Lewis chose for his next biography the Israeli behavioral psychologists Daniel Kahneman and Amos Tversky. This book is in equal part a story of the history of the men’s lives and a history of their decades long collaboration- a history of ideas. Their big idea was that humans did not behave like homo economicus. In the real world humans were not always rational, utility maximizing agents. Kahneman explains what drove him to begin his study of psychology, “my interest in psychology was as a way to do philosophy. To understand the world by understanding why people, especially me, see it as they do. By then the question of whether God exists left me cold. But the question of why people believe God exists I found really fascinating. I was not really interested in right and wrong. But I was interested in indignation. Now that’s a psychologist!…. When someone says something, don’t ask yourself if it is true. Ask what it might be true of.”
Tversky initially found philosophy appealing as well, but “the trouble with philosophy, Amos thought, was that it didn’t play by the rules of science. The philosopher tested his theories of human nature on a sample size of one- himself. Psychology at least pretended to be a science.” Tversky would gravitate to the most formal of psychological subfields- mathematical psychology. Still, he was circumspect about his career choices. “It’s hard to know how people select a course in life. The big choices we make practically random. The small choices probably tell us more about who we are.”
Kahneman and Tversky’s collaborations focused on the fact that people were less statistically rigorous when making decisions than was previously supposed. “Even people trained in statistics and probability theory failed to intuit how much more variable a small sample could be than the general population- and that the smaller the sample, the lower the likelihood that it would mirror the broader population.” Even professionals had a mistaken conception of random samples. “Our stereotype of randomness lacks the clusters and patterns that occur in true random sequences.”

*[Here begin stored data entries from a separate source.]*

PR #254, opened 2018-04-06
Do not sink all rpm's stderr (RhBug:1547897)

m-blaha:
Redirect rpm library error output do dnf.rpm log.

https://bugzilla.redhat.com/show_bug.cgi?id=1547897


j-mracek:
@rh-atomic-bot r+

PR #255, opened 2018-04-11
WIP repoclosure enhancements

m-blaha:
- remove --check option
- return --lookaside option
- option for json output

https://bugzilla.redhat.com/show_bug.cgi?id=1561435


Conan-Kudo:
@m-blaha Why remove `--check`?

m-blaha:
@Conan-Kudo I was thinking about making it more consistent with the rest of dnf and (for me) more straightforward - lookaside repos are specified explicitly (not implicitly as a diference of sets --repoid - --check). Using --repoid in other dnf commands means you want to work only with these specific repos. Here the actual work was done on --check repos.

Kahneman and Tversky, over the years, developed multiple rules of thumb, which they called heuristics, to describe how the human mind actually worked. The representativeness heuristic stated, “when people make judgements…. they compare whatever they are judging to some model in their minds…. When people calculate the odds in any life situation, they are often making judgements about similarity.” The second heuristic was availability bias. “The more easily people can call some scenario to mind- the more available it is to them- the more probable they find it to be. Any fact or incident that was especially vivid, or recent, or common- or anything that happened to preoccupy a person- was likely to be recalled with special ease, and so be disproportionately weighted in any judgment.” The anchoring heuristic stated that people were influenced by terms of reference. Anchoring is the reason some restaurants leave suggested tips of 18%, 20%, and 25% on the bottom of receipts. People are inclined to tip with reference to that spectrum rather than, say, 5-10%. Kahneman would later come up with the simulation heuristic on his own. This revealed “the power of unrealized possibilities to contaminate people’s minds. As they moved through the world, people ran simulations of the future…. Reality wasn’t the only frustration…. Emotion was also fed by its proximity to another reality…. Regret was the most obvious counterfactual emotion, but frustration and envy shared regret’s essential trait.” Kahneman called these “the emotions of unrealized possibility.” These alternative simulations would affect people more depending on two factors- “the desirability of the alternative” and “the possibility of the alternative.”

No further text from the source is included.